**GOAL OF THE EXERCISE**:
The response must be made up of the lines in the entries below that contain "both".

**** DATASET CONTENT

PR #512, opened 2019-03-04
WIP: compiling to wasm

jonfk:
I started an experiment to compile tantivy to wasm. These are some of the features I had to adjust to get it to compile. 

The index writing doesn't work because it seems to be using std lib features that aren't supported by wasm target yet, such as `std::thread`s. I can see from https://github.com/fulmicoton/tantivy-wasm that tantivy seems to have worked with wasm at some point with `StaticDirectory` which confirms that at least the index writing never worked in wasm.

Although there is no `StaticDirectory` in the current master, I don't see the `Directory` trait having changed since when it existed, so I could add it back. But I am a little stumped at how the `DATA: &'static [u8]` was generated. Would appreciate any pointers

### DIFF
--- a/Cargo.toml
+++ b/Cargo.toml
@@ -72,7 +72,7 @@ overflow-checks = true
 [features]
 # by default no-fail is disabled. We manually enable it when running test.
 default = ["mmap", "no_fail"]
-mmap = ["atomicwrites", "fs2", "memmap"]
+mmap = ["atomicwrites", "fs2", "memmap", "fst-regex/mmap"]
 lz4-compression = ["lz4"]
 no_fail = ["fail/no_fail"]
 unstable = [] # useful for benches.
--- a/Cargo.toml
+++ b/Cargo.toml
@@ -17,8 +17,7 @@ byteorder = "1.0"
 lazy_static = "1"
 regex = "1.0"
 tantivy-fst = "0.1"
-memmap = { version="0.7", optional = true }
-fst-regex = { version = "0.2", features = [], default-features = false }
+memmap = {version = "0.7", optional=true}
 lz4 = {version="1.20", optional=true}
 snap = {version="0.2"}
 atomicwrites = {version="0.2.2", optional=true}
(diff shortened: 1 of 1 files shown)


fulmicoton:
> The index writing doesn't work because it seems to be using std lib features that aren't supported by wasm target yet, such as std::threads. I can see from https://github.com/fulmicoton/tantivy-wasm that tantivy seems to have worked with wasm at some point with StaticDirectory which confirms that at least the index writing never worked in wasm.

Yes this is correct.

So for my small experiment, I just:
- indexed things using a non-wasm program
- merged all of the segments together.
- wrote a small program to put the resulting segment in the static directory format. 
- included the resulting index file in the WASM program using `include_bytes`

(Of course this is not a good solution )

Cargo.toml
```diff
@@ -72,10 +72,11 @@ overflow-checks = true
 [features]
 # by default no-fail is disabled. We manually enable it when running test.
 default = ["mmap", "no_fail"]
-mmap = ["atomicwrites", "fs2"]
+mmap = ["atomicwrites", "fs2", "memmap", "fst-regex/mmap"]
```
fulmicoton: why do we need `fst-regex/mmap` ?

petr-tik:
Hey @jonfk - thanks for the PR. 

I have been hacking away on a WIP branch in my own fork. I followed Paul's earlier work on it, but haven't tracked upstream for a while. Have a look and let me know, if any of it is useful. 

https://github.com/petr-tik/tantivy/commits/compiling_for_wasm

fulmicoton:
Thanks @jonk, I made some change your PR and merged it.

jonfk:
Thanks @fulmicoton for the quick work. 

@petr-tik I will take a look at your branch. It seems like you are using a similar method to what @fulmicoton was using to generate the data to be served to the wasm. If we could add a serialization and deserialization scheme for the index so that we could have a better way to serve the index to the wasm.

fulmicoton:
> If we could add a serialization and deserialization scheme for the index so that we could have a better way to serve the index to the wasm.

Can you be as explicit as possible about what you mean by serialization and deserialization scheme for the index?

Also do you need to index in web assembly or are you trying to serve a static index?

jonfk:
@fulmicoton Sorry for being vague about a serialization/deserialization scheme, it's just because I am not very knowledgeable about the inner workings of tantivy. 

What I meant is some kind of defined format to transport the index. It could be json, protobuf, etc... which would allow some kind of client (here wasm) that could serve as the read only querying side of the index. 

I don't know if that would be possible without breaking changes over time, which would really be a disadvantage of defining such a format.

My idea would be to implement a read-only Directory for wasm that would use indexeddb as the backing store to serve search queries.

PR #521, opened 2019-03-26
Fix non english stemmers

takistakis:
The non english stemmers were not working because `transform` was explicitly
using `Algorithm::English`

I think that it was not caught on testing, because the english stemmer happened
to work correctly for the spanish phrase "Hola, feliz contribuyente!".

So, I replaced the test with a greek phrase.

I also didn't understand why the `stemmer_algorithm` was wrapped in an `Arc`.

I removed it for simplicity, but if it was there for a reason, I could add it
back.


fulmicoton:
Ouch... thanks.

> I also didn't understand why the stemmer_algorithm was w.rapped in an Arc.

Maybe because we cannot ensure it will remain a small `enum`?
Probably no reason.

PR #525, opened 2019-04-13
add ascii folding support

drusellers:
This pull request provides a rough first pass at ascii folding as a port from the Lucene code base.

ASCII Folding takes a a non-ASCII character such as `á` and converts it into its ASCII equivalent `a`.

This is a no dependency model, but as I'm writing this I found this crate which is taking the same basic approach.

https://github.com/mpaltun/asciifolding/blob/master/src/lib.rs

I'd be happy to replace my implementation with this.

I'm also open to other approaches or ideas as to implementation.

### DIFF
--- a/CHANGELOG.md
+++ b/CHANGELOG.md
@@ -1,3 +1,8 @@
+Tantivy 0.10.0
+=====================
+- Added an ASCII folding filter (@drusellers)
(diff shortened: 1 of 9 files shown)


fulmicoton:
Merged in master

PR #531, opened 2019-04-19
Delete files from target/ dir to avoid caching them on CI

petr-tik:
idea from here https://github.com/rust-lang/cargo/issues/5885#issuecomment-432723546


petr-tik:
I noticed that travis spends nearly 3 minutes in every CI run caching files in the target dir. 

If we can avoid doing that, CI should run faster

PR #737, opened 2019-12-20
[RFC] directory: Convert the ReadOnlySource to provide a Read + Seek based …

poljar:
This PR implements what was briefly discussed on Gitter, a `ReadOnlySource` implementation that uses a `Read + Seek` based API.

Please do note that this is for now a initial implementation, a proof of concept. Plenty of places do questionable things or are a bit sloppy and need to be improved but, it can serve for us as a starting point for discussion. That being said it does work correctly with the current `Directory` implementations and passes all tests.

The motivation for a `Read + Seek` based implementation is [this](https://github.com/matrix-org/seshat/blob/master/src/encrypted_dir.rs#L564) `Directory` implementation that transparently encrypts/decrypts files that Tantivy reads/writes. This could be quite important for client applications that provide full text search over sensitive data.

I am sure that there are more use-cases for such an `Read + Seek` based API, and making the `Directory` more flexible is a welcome improvement.

A downside of this API is that allocating memory buffers and copying data is necessary instead of the direct access that we get with the slice based approach.

### DIFF
--- a/Cargo.toml
+++ b/Cargo.toml
@@ -44,7 +44,6 @@ tantivy-query-grammar = { version="0.11", path="./query-grammar" }
 bitpacking = {version="0.8", default-features = false, features=["bitpacker4x"]}
 census = "0.4"
 fnv = "1.0.6"
-owned-read = "0.4"
 failure = "0.1"
 htmlescape = "0.3.1"
 fail = "0.3"
--- a/src/common/composite_file.rs
+++ b/src/common/composite_file.rs
@@ -1,6 +1,7 @@
 use crate::common::BinarySerializable;
 use crate::common::CountingWriter;
 use crate::common::VInt;
+use crate::common::HasLen;
 use crate::directory::ReadOnlySource;
 use crate::directory::{TerminatingWrite, WritePtr};
 use crate::schema::Field;
@@ -8,7 +9,7 @@ use crate::space_usage::FieldUsage;
 use crate::space_usage::PerFieldSpaceUsage;
 use std::collections::HashMap;
 use std::io::Write;
-use std::io::{self, Read};
+use std::io::{self, Read, Cursor};
 
 #[derive(Eq, PartialEq, Hash, Copy, Ord, PartialOrd, Clone, Debug)]
 pub struct FileAddr {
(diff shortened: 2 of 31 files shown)


fulmicoton:
I am afraid it would take too much time for me to go through this CR and get all changes required for it to be mergeable.

I am however very interested in eventually moving away from the current `ReadOnlySource`: 
- to be WASI friendly
- to allow for a distant (HDFS for instance) directory.

Could you comment on your specific use case ? This would help me reprioritize this change.

poljar:
The main motivation for this, as already stated, is a `Directory` implementation that transparently encrypts and decrypts the files Tantivy writes and reads.

The directory implementation can be found [here](https://github.com/matrix-org/seshat/blob/master/src/encrypted_dir.rs#L86). If there is interest for it, it could be upstreamed as well once it's done.

The problem with the current `ReadOnlySource` for the encrypted directory implemention is that it requires direct access to an array, or a type that has the following trait bound `Deref<Target = [u8]>`. This requirement probably comes from the memmap implementation that Tantivy uses from [here](https://docs.rs/memmap/0.7.0/memmap/struct.Mmap.html#deref-methods). Vectors of course share the same `Deref` trait implementation, and are used for the `RamDirectory` implementation.

This forces us to decrypt and load all the file content into memory in the `open_read()` implementation found [here](https://github.com/matrix-org/seshat/blob/master/src/encrypted_dir.rs#L86).

If you are on the other hand asking for the motivation for an encrypted index, we are developing a secure chat protocol with first class support for history. Naturally users want to have the ability to search their chat history, in public rooms that are not end to end encrypted the server provides such functionality. On the other hand in end to end encrypted rooms the server doesn't have the ability to read and index chat messages, thus the indexing needs to be done client side.

Since the chat messages are presumably sensitive information we are storing them encrypted and would like to store the index encrypted as well. This would avoid any kind of message leakage in the case of device theft for example.

I understand that this PR isn't in any shape of form mergeable as is, it isn't marked as an RFC for nothing. It is meant as a proof of concept for a `Read` + `Seek` based `ReadOnlySource` implementation.

If there is interest for Tantivy to converge to such a more flexible `ReadOnlySource` implementation we can split up the PR into smaller chunks that gradually get away from the `Deref<Target = [u8]>` requirement of its data source.

fulmicoton:
@poljar thanks for the thorough reply.

I simply had forgotten that conversation. Encryption is a valid use case...
It will happen most likely be made possible one day in the future.
As you probably notice in your refactoring, the most problematic part is the term
dictionary.

> If there is interest for Tantivy to converge to such a more flexible ReadOnlySource implementation we can split up the PR into smaller chunks that gradually get away from the Deref<Target = [u8]> requirement of its data source.

Still, this will require a lot of review and input from my side and I don't have the bandwidth to help with this atm. I hope we can make this happen in 2020.

fulmicoton:
@poljar Are you still using tantivy on matrix? I am currently working on a branch that should allow to write such a dictionary efficiently.

poljar:
> @poljar Are you still using tantivy on matrix? I am currently working on a branch that should allow to write such a dictionary efficiently.

Oh that's nice to hear. Yes, Tantivy is shipped with Element-desktop and we're taking the hit of keeping the index in memory. The average index size should be around 20-30MB, not horrible, but would be nice to get rid of that.

PR #742, opened 2019-12-25
Make SchemaBuilder::add_field() public

mosuka:
Make SchemaBuilder::add_field() public so that it can add a FieldEntry directly.
Use Case:
- For example, it can easily add user-specified schema to system default schema. see test code in the PR.


fulmicoton:
CI is failing due to `cargo fmt`. Can you fix that?

mosuka:
Sorry, I fixed that.

mosuka:
Thanks!

PR #744, opened 2019-12-29
Expose UserOperation as a public type.

knutwalker:
In order to make `IndexWriter::run` callable from outside of the create,
the `UserOperation` type needs to be publicly available.
Since the `indexer` module is private, we just export the `UserOperation`
type directly.


fulmicoton:
Thanks @knutwalker !

PR #745, opened 2019-12-29
Add atomic mutex implementation for ARM

### LINKED ISSUE #743: Cannot cross compile for ARMv5TE
I'm trying to compile the basic tantivy example for armv5te arch, and found the following error:

```
 $ CC=arm-linux-gnueabi-gcc-7 cargo build --target=armv5te-unknown-linux-musleabi
...
   Compiling tantivy v0.11.3
error[E0432]: unresolved import `std::sync::atomic::AtomicU64`
 --> /home/davide/.cargo/registry/src/github.com-1ecc6299db9ec823/tantivy-0.11.3/src/indexer/stamper.rs:3:25
  |
3 | use std::sync::atomic::{AtomicU64, Ordering};
  |                         ^^^^^^^^^
  |                         |
  |                         no `AtomicU64` in `sync::atomic`
  |                         help: a similar name exists in the module: `AtomicU32`
```

According to [this](https://doc.rust-lang.org/std/sync/atomic/#portability), atomics should work on linux armv5te builds (using kernel helpers), but apparently only AtomicU32 is available.

This issue actually prevents me to use tantivy on my armv5te based NAS.
Maybe stamper could be implemented in a more portable way, leveraging the max atomic size of the target platform: this will obviously limit its capabilities, but it should be fine to run.

davide-romanini:
Based on previous version [here](https://github.com/tantivy-search/tantivy/blob/da4691383956c27baeb118cb990c16dba1cf5ad1/src/indexer/stamper.rs).

This PR actually forces the mutex version on all arm devices. I tried to use the experimental `#[cfg(target_has_atomic = "64")]`, that seems to be more appropriate for this scenario, but failed.

With this change, I successfully compiled and run the basic example on my armv5te based Zyxel NSA325v2.

Fixes #743.

### DIFF
--- a/src/indexer/stamper.rs
+++ b/src/indexer/stamper.rs
@@ -1,13 +1,13 @@
-use std::ops::Range;
-use std::sync::Arc;
-use std::sync::atomic::Ordering;
 use crate::Opstamp;
+use std::ops::Range;
+use std::sync::atomic::Ordering;
+use std::sync::Arc;
 
 #[cfg(not(target_arch = "arm"))]
 mod atomic_impl {
 
-    use std::sync::atomic::{AtomicU64, Ordering};
     use crate::Opstamp;
+    use std::sync::atomic::{AtomicU64, Ordering};
 
     #[derive(Default)]
     pub struct AtomicU64Wrapper(AtomicU64);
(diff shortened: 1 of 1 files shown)


fulmicoton:
LGTM , but can you run `cargo fmt` ?

fulmicoton:
It seems you missed one line in your rustfmt run. I manually ran it on your branch and merge than into master. Closing your PR.

Issue #547, opened 2019-05-17
Specify field importance via weight


kkonevets:
**Is your feature request related to a problem? Please describe.**

Sometimes it is desirable to give more importance to one field over another. For example,  query matching title of a document is more important than query matching body of a document.

**Describe the solution you'd like**

It would be nice to make queries like `title:(milk shake)^3 || body:(milk shake)`
This means that `title` field is 3 times more important than `body` field. This query syntax was taken from Solr.

kornelski:
If you add field weights, please also give it a programmatic API. I'd like to set weights of fields regardless of what query user makes (not necessarily override user-provided weight, but definitely provide defaults for all fields)

petr-tik:
I'm starting exploring this and wanted to double check a couple of things. 

## query boosting?
that we only need field boosting, not query boosting. Reusing the example above, does anyone need the ability to write:

"title:(oreo milk shake)^3 || title:(milk shake)". 

Obviously, they are different and require different implementations, hence I'm asking upfront. 

## negative/fractional boosts
Is it useful and valid to de-prioritise certain fields with a negative or fractional weight?

## composition of boost factors
How should boost factors compose? eg. If you have a field that got a boost of 5 at schema build-time and an individual query comes in like "(field: less important phrase)^0.2" - this should be back at 1 - default boost factor or am I missing anything? 

# interface

Currently I'm thinking about adding a boost method to the Field trait, which will allow both:
Schema::builder().add_u64_field().boost_by(3)
title:(milk shake)^3 - where the query parser will call boost_by with 3 parsed from the query.

kornelski:
I use weights in 0..=1 range, so fractional weights are useful. If it only accepts integers I'd probably use something like `boost_by(10000 * frac)`, and that would be fine as long as boosting all fields by numbers much larger than 3 doesn't cause any weirdly skewed results or overflows.

kornelski:
I don't have immediate use for boosts in the query, but I wonder if it was useful for processing of synonyms, e.g. if I preprocessed "oreo milk shake" query to something like:

"title:(oreo milk shake)^3 || title:(cookie milk drink)"

but that's a half-baked idea. It can probably be flipped around to boosting preprocessed fields instead:

"title:(oreo milk shake) || title_lower_boost:(cookie milk drink)"

audunhalland:
[...]

PR #753, opened 2020-01-20
Low level Query boost_by

audunhalland:
My naive attempt at adding "low-level" query boosting.

Adds `boost_by(self, score: f32) -> Self` method to `TermQuery`, `PhraseQuery`, `RegexQuery`, `FuzzyQuery`. This style does not break API compatibility for the various queries. Some internal function signatures have changed.

#547

### DIFF
--- a/src/query/automaton_weight.rs
+++ b/src/query/automaton_weight.rs
@@ -15,6 +15,7 @@ use tantivy_fst::Automaton;
 pub struct AutomatonWeight<A> {
     field: Field,
     automaton: Arc<A>,
+    boost: f32,
 }
 
 impl<A> AutomatonWeight<A>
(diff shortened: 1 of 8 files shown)


fulmicoton:
We need boosting to be enforced either by the `Query` trait or the `Weight` trait or it will be a nightmare.

@petr-tik I forgot what we discussed regarding the weight. Do we want it to sit in the `Query` or do we want it to be passed as an extra argument in the `.weight()` method.

Right now my feeling is `.weight(..)` might be better, but I don't remember what we discussed last time.

audunhalland:
You mean you have to support boosting also the compound queries (`BooleanQuery`)? Is boosting that query itself different from individually boosting each of its leaf queries?

PR #757, opened 2020-01-24
Backward iteration for termdict range

halvorboe:
Depending on https://github.com/tantivy-search/fst/pull/12.

Solves https://github.com/tantivy-search/tantivy/issues/689.

### DIFF
--- a/CHANGELOG.md
+++ b/CHANGELOG.md
@@ -1,10 +1,7 @@
-Tantivy 0.12.1
-=======================
-- Added backward iteration for `TermDictionary` stream. (@halvorboe)
-
 Tantivy 0.12.0
 ======================
 - Removing static dispatch in tokenizers for simplicity. (#762)
+- Added backward iteration for `TermDictionary` stream. (@halvorboe)
 
 ## How to update?
 
--- a/CHANGELOG.md
+++ b/CHANGELOG.md
@@ -1,3 +1,7 @@
+Tantivy 0.11.4
+=======================
+- Added backwards iteration of `TermStreamer` range (@halvorboe)
+
 Tantivy 0.11.3
 =======================
 - Fixed DateTime as a fast field (#735)
--- a/CHANGELOG.md
+++ b/CHANGELOG.md
@@ -1,6 +1,6 @@
 Tantivy 0.12.1
 =======================
-- Added backward iteration for ` TermDictionary` stream. (@halvorboe)
+- Added backward iteration for `TermDictionary` stream. (@halvorboe)
 
 Tantivy 0.12.0
 ======================
--- a/Cargo.toml
+++ b/Cargo.toml
@@ -1,6 +1,6 @@
 [package]
 name = "tantivy"
-version = "0.12.1"
+version = "0.12.0"
 authors = ["Paul Masurel <paul.masurel@gmail.com>"]
 license = "MIT"
 categories = ["database-implementations", "data-structures"]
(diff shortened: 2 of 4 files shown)


fulmicoton:
Make sure CI passes. Here the issue is that you need to format your code apparently
 `cargo fmt --all`.

halvorboe:
Fixed it now. Still need to merge the PR in fst and update the dependency.

fulmicoton:
I don't understand the change from backward to backwards.
From what I understand backward is the US en and backwards is british en.
https://www.quickanddirtytips.com/education/grammar/backward-versus-backwards

Also, assuming the change of name is a good idea, this breaks API and requires to inc the version to `0.3.0`, not `0.2.1`.

fulmicoton:
See comment in the tantivy-fst PR conversaiton tab.

src/termdict/mod.rs
```diff
@@ -352,41 +352,91 @@ mod tests {
         let source = ReadOnlySource::from(buffer);
         let term_dictionary: TermDictionary = TermDictionary::from_source(&source);
 
-        let value_list = |mut streamer: TermStreamer<'_>| {
+        let value_list = |mut streamer: TermStreamer<'_>, backwards: bool| {
```
fulmicoton: I'd remove the `backwards: bool`  arg here and compute both backward and forward.
Reverse the backward one, and assert_eq! that it is equal to forward, and then return the result.

Note that it is not considered a good practies in the industry to make non atomic unit test. I don't think it is necessary to observe this practise in a project like tantivy.

halvorboe:
My bad. Googled it after making the change. Turns out backward is "as correct" as backwards - just looked really wrong to me. Reverted the change.

Cargo.toml
```diff
@@ -18,7 +18,7 @@ byteorder = "1.0"
 crc32fast = "1.2.0"
 once_cell = "1.0"
 regex ={version = "1.3.0", default-features = false, features = ["std"]}
-tantivy-fst = "0.2"
+# tantivy-fst = "0.2"
```
fulmicoton: I merged and published tantivy-fst = 0.2.1.

Can you update this and remove `[dependencies.tantivy-fst]`

fulmicoton:
LGTM

Can you:
- update `Cargo.toml` to use tantivy-fst = 0.2.1 directly
- add your change in the CHANGELOG, (and don't forget to mention your name!)

Cargo.toml
fulmicoton: I merged and published tantivy-fst = 0.2.1.

Can you update this and remove [dependencies.tantivy-fst]

fulmicoton (changes requested):
LGTM

Can you:

update Cargo.toml to use tantivy-fst = 0.2.1 directly
add your change in the CHANGELOG, (and don't forget to mention your name!)

Cargo.toml
halvorboe: Done :D

CHANGELOG.md
```diff
@@ -1,3 +1,7 @@
+Tantivy 0.12.1
```
fulmicoton: It will part of 0.12.0.

Cargo.toml
```diff
@@ -1,6 +1,6 @@
 [package]
 name = "tantivy"
-version = "0.11.3"
+version = "0.12.1"
```
fulmicoton: 0.12.0

fulmicoton (changes requested):

fulmicoton:
Awesome thank you @halvorboe!

PR #759, opened 2020-01-25
Facet path string

halvorboe:
Fix for https://github.com/tantivy-search/tantivy/issues/580.

### DIFF
--- a/src/schema/facet.rs
+++ b/src/schema/facet.rs
@@ -122,6 +122,11 @@ impl Facet {
     pub fn to_path(&self) -> Vec<&str> {
         self.encoded_str().split(|c| c == FACET_SEP_CHAR).collect()
     }
+
+    /// Extract the path as a string from the `Facet`.
+    pub fn to_path_string(&self) -> String {
+        "//".to_owned() + &self.to_path().join("/")
+    }
 }
 
 impl Borrow<str> for Facet {
@@ -264,5 +269,19 @@ mod tests {
         let v = ["first", "second", "third\\/not_fourth"];
         let facet = Facet::from_path(v.iter());
         assert_eq!(facet.to_path(), v);
+    }
+
+    #[test]
+    fn test_to_path_string() {
+        let v = ["first", "second", "third\\/not_fourth"];
+        let facet = Facet::from_path(v.iter());
+        assert_eq!(facet.to_path_string(), "//first/second/third\\/not_fourth");
+    }
+
+    #[test]
+    fn test_to_path_string_empty() {
+        let v: Vec<&str> = vec![];
+        let facet = Facet::from_path(v.iter());
+        assert_eq!(facet.to_path_string(), "//");
     }
 }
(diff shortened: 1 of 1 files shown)


fulmicoton:
@halvorboe your impl is incorrect, but this is probably due to confusing existing unit test.

The existing implementation in display is correct. Could you simply copy paste the logic from fmt::Display and call your method in fmt::Display. No need to care about the extra allocs.

Explanation:
There are only two representations of Facets:

The text one is //toto/titi.
The different step of the path may contain / or \ in which case it needs to be escaped by \

The "binary" one is 0u8 separated. The steps are not escaped.

src/schema/facet.rs
```diff
@@ -122,6 +122,11 @@ impl Facet {
     pub fn to_path(&self) -> Vec<&str> {
         self.encoded_str().split(|c| c == FACET_SEP_CHAR).collect()
     }
+
+    /// Extract the path as a string from the `Facet`.
+    pub fn to_path_string(&self) -> String {
+        "//".to_owned() + &self.to_path().join("/")
```
fulmicoton: Escaping is missing here. See comment in the Conversation tab of this PR.

src/schema/facet.rs
```diff
@@ -122,6 +122,11 @@ impl Facet {
     pub fn to_path(&self) -> Vec<&str> {
         self.encoded_str().split(|c| c == FACET_SEP_CHAR).collect()
     }
+
+    /// Extract the path as a string from the `Facet`.
+    pub fn to_path_string(&self) -> String {
+        format!("/{}", self.to_string())
```
fulmicoton: The initial double slash is not a bad idea, but this is not the way `Facet` have been designed.

We want `.to_path_string()` to be the opposite of `Facet::from(&str)`.

src/schema/facet.rs
```diff
@@ -265,4 +270,21 @@ mod tests {
...
         assert_eq!(facet.to_path(), v);
     }
+
+    #[test]
+    fn test_to_path_string() {
+        let v = ["first", "second", "third/not_fourth"];
+        let facet = Facet::from_path(v.iter());
+        assert_eq!(
+            facet.to_path_string(),
+            String::from("//first/second/third\\/not_fourth")
```
fulmicoton: `/first/second/third\\/not_fourth`

src/schema/facet.rs
```diff
@@ -265,4 +270,21 @@ mod tests {
...
+        );
+    }
+
+    #[test]
+    fn test_to_path_string_empty() {
+        let v: Vec<&str> = vec![];
+        let facet = Facet::from_path(v.iter());
+        assert_eq!(facet.to_path_string(), "//");
```
fulmicoton: `/`

src/schema/facet.rs
```diff
@@ -122,6 +122,11 @@ impl Facet {
     pub fn to_path(&self) -> Vec<&str> {
         self.encoded_str().split(|c| c == FACET_SEP_CHAR).collect()
     }
+
+    /// Extract the path as a string from the `Facet`.
```
fulmicoton: /// This function is the inverse of `Facet::from(&str)`.

src/schema/facet.rs
halvorboe: My bad, was due to the first comment you made on this issue. Can see what the original issue said now.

********

**YOUR RESPONSE**:
Currently I'm thinking about adding a boost method to the Field trait, which will allow both:
fulmicoton: I'd remove the `backwards: bool`  arg here and compute both backward and forward.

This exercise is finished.